(Dataset entries)
============
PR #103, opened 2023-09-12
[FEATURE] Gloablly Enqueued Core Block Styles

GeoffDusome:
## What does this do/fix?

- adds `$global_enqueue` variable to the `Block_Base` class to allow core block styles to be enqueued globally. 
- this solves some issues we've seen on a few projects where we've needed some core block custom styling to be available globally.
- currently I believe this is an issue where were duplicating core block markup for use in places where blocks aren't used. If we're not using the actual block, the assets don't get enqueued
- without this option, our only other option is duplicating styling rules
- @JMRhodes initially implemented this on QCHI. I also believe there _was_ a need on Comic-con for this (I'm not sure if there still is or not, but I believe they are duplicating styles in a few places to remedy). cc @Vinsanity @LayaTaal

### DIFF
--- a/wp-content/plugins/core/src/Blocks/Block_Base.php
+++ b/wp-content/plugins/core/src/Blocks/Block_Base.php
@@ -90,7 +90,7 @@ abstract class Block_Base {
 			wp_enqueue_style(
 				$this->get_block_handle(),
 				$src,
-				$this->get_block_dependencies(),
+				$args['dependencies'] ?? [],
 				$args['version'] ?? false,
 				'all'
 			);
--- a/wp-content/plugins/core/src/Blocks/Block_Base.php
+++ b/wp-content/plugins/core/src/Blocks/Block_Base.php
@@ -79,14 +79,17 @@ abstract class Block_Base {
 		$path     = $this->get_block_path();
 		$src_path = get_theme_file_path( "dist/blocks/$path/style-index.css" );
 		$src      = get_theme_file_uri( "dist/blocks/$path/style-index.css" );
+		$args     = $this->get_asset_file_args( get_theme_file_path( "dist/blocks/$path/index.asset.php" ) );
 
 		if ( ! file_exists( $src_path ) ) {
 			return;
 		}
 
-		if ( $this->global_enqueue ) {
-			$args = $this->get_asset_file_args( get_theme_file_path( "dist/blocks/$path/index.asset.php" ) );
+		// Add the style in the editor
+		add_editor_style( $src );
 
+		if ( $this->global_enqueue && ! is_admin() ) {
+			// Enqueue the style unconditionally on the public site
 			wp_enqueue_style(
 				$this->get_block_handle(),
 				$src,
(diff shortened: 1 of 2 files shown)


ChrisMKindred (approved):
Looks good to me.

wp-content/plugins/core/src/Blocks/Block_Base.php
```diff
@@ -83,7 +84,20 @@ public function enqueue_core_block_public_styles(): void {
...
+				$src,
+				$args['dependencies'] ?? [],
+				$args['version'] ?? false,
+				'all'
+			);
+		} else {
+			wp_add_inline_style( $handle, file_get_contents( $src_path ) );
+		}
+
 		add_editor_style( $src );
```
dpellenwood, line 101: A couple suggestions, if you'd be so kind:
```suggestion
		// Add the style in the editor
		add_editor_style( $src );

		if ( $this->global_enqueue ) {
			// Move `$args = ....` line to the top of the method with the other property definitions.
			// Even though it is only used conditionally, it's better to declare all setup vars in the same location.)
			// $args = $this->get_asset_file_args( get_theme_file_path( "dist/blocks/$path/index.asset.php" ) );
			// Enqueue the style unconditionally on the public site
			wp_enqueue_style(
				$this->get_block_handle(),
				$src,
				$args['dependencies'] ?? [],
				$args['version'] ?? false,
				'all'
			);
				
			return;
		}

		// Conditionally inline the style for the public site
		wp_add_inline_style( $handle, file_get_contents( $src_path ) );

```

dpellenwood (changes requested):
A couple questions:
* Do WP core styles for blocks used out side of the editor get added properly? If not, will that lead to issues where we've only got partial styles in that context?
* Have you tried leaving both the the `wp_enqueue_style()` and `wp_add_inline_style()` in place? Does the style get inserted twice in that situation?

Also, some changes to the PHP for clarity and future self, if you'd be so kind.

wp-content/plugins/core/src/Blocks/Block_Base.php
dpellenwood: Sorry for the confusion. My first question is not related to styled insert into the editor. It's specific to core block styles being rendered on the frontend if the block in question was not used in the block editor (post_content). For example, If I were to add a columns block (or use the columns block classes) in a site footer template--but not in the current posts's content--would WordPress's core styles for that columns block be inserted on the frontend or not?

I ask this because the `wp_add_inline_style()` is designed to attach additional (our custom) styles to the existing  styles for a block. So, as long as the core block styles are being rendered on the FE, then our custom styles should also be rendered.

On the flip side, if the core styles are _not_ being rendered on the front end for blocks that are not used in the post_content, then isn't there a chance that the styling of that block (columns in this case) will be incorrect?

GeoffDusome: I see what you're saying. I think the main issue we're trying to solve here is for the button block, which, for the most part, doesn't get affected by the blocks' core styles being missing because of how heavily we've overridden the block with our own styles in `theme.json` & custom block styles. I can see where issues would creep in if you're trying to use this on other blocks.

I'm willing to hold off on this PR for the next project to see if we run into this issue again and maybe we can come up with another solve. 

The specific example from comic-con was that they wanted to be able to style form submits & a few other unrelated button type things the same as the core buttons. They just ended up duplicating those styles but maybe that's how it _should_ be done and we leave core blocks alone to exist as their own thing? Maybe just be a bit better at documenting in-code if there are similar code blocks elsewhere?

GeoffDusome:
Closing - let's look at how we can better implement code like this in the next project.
============
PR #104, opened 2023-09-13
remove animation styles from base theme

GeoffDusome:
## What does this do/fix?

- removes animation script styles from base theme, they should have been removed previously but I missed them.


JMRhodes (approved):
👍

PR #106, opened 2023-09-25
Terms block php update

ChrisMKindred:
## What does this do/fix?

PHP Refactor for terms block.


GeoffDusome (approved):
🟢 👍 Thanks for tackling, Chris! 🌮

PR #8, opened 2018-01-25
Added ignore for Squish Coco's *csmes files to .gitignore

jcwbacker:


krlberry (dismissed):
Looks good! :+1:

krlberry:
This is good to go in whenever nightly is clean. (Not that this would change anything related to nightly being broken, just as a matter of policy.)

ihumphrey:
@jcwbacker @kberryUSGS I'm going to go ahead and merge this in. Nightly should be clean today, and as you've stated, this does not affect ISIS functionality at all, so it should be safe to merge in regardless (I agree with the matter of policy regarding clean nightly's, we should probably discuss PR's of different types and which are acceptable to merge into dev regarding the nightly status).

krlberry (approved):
============
EXERCISE:
Filter the data above by the word "public" and copy every line that matches.

SOLUTION TO THIS TASK:
+			// Enqueue the style unconditionally on the public site
@@ -83,7 +84,20 @@ public function enqueue_core_block_public_styles(): void {
			// Enqueue the style unconditionally on the public site
		// Conditionally inline the style for the public site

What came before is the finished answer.